= Aim of the task =
Return the whole of the data exactly.

= Provided data =
- Opening Delimiter -
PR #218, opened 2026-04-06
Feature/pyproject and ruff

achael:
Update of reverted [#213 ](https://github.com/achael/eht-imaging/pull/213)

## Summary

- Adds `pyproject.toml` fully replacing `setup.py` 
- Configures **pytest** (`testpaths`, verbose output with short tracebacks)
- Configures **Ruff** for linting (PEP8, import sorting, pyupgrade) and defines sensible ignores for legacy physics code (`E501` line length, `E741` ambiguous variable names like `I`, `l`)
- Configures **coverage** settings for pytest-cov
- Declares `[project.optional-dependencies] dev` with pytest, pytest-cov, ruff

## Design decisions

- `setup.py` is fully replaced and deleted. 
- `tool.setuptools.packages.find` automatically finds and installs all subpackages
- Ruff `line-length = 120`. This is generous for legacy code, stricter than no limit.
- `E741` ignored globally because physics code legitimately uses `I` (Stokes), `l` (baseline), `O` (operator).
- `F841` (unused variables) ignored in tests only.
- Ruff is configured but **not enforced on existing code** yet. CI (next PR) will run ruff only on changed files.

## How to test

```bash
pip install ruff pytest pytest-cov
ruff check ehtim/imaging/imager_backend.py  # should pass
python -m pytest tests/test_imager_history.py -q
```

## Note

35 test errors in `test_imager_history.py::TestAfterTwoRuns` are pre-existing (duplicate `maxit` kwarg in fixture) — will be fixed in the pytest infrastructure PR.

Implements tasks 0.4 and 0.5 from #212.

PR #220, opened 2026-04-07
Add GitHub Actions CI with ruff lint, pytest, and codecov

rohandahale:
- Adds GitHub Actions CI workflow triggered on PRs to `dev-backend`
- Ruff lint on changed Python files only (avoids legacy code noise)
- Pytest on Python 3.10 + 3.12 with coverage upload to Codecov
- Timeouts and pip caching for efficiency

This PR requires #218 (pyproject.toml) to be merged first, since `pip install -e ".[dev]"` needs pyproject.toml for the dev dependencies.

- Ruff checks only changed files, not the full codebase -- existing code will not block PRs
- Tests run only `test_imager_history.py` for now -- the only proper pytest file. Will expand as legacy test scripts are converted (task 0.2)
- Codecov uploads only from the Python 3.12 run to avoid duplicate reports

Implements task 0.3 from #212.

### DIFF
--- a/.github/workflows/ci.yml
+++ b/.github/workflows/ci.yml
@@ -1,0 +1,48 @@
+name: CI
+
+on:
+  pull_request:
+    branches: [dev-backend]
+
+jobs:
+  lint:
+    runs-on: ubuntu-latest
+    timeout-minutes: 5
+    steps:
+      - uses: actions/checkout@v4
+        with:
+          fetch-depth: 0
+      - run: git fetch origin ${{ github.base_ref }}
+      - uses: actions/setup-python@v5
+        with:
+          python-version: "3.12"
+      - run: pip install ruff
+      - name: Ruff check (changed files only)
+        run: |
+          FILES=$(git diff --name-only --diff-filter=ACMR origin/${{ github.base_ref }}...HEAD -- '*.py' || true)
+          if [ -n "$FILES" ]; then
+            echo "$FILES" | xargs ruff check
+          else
- Closing Delimiter -
= Task output =
PR #218, opened 2026-04-06
Feature/pyproject and ruff

achael:
Update of reverted [#213 ](https://github.com/achael/eht-imaging/pull/213)

## Summary

- Adds `pyproject.toml` fully replacing `setup.py` 
- Configures **pytest** (`testpaths`, verbose output with short tracebacks)
- Configures **Ruff** for linting (PEP8, import sorting, pyupgrade) and defines sensible ignores for legacy physics code (`E501` line length, `E741` ambiguous variable names like `I`, `l`)
- Configures **coverage** settings for pytest-cov
- Declares `[project.optional-dependencies] dev` with pytest, pytest-cov, ruff

## Design decisions

- `setup.py` is fully replaced and deleted. 
- `tool.setuptools.packages.find` automatically finds and installs all subpackages
- Ruff `line-length = 120`. This is generous for legacy code, stricter than no limit.
- `E741` ignored globally because physics code legitimately uses `I` (Stokes), `l` (baseline), `O` (operator).
- `F841` (unused variables) ignored in tests only.
- Ruff is configured but **not enforced on existing code** yet. CI (next PR) will run ruff only on changed files.

## How to test

```bash
pip install ruff pytest pytest-cov
ruff check ehtim/imaging/imager_backend.py  # should pass
python -m pytest tests/test_imager_history.py -q
```

## Note

35 test errors in `test_imager_history.py::TestAfterTwoRuns` are pre-existing (duplicate `maxit` kwarg in fixture) — will be fixed in the pytest infrastructure PR.

Implements tasks 0.4 and 0.5 from #212.

PR #220, opened 2026-04-07
Add GitHub Actions CI with ruff lint, pytest, and codecov

rohandahale:
- Adds GitHub Actions CI workflow triggered on PRs to `dev-backend`
- Ruff lint on changed Python files only (avoids legacy code noise)
- Pytest on Python 3.10 + 3.12 with coverage upload to Codecov
- Timeouts and pip caching for efficiency

This PR requires #218 (pyproject.toml) to be merged first, since `pip install -e ".[dev]"` needs pyproject.toml for the dev dependencies.

- Ruff checks only changed files, not the full codebase -- existing code will not block PRs
- Tests run only `test_imager_history.py` for now -- the only proper pytest file. Will expand as legacy test scripts are converted (task 0.2)
- Codecov uploads only from the Python 3.12 run to avoid duplicate reports

Implements task 0.3 from #212.

### DIFF
--- a/.github/workflows/ci.yml
+++ b/.github/workflows/ci.yml
@@ -1,0 +1,48 @@
+name: CI
+
+on:
+  pull_request:
+    branches: [dev-backend]
+
+jobs:
+  lint:
+    runs-on: ubuntu-latest
+    timeout-minutes: 5
+    steps:
+      - uses: actions/checkout@v4
+        with:
+          fetch-depth: 0
+      - run: git fetch origin ${{ github.base_ref }}
+      - uses: actions/setup-python@v5
+        with:
+          python-version: "3.12"
+      - run: pip install ruff
+      - name: Ruff check (changed files only)
+        run: |
+          FILES=$(git diff --name-only --diff-filter=ACMR origin/${{ github.base_ref }}...HEAD -- '*.py' || true)
+          if [ -n "$FILES" ]; then
+            echo "$FILES" | xargs ruff check
+          else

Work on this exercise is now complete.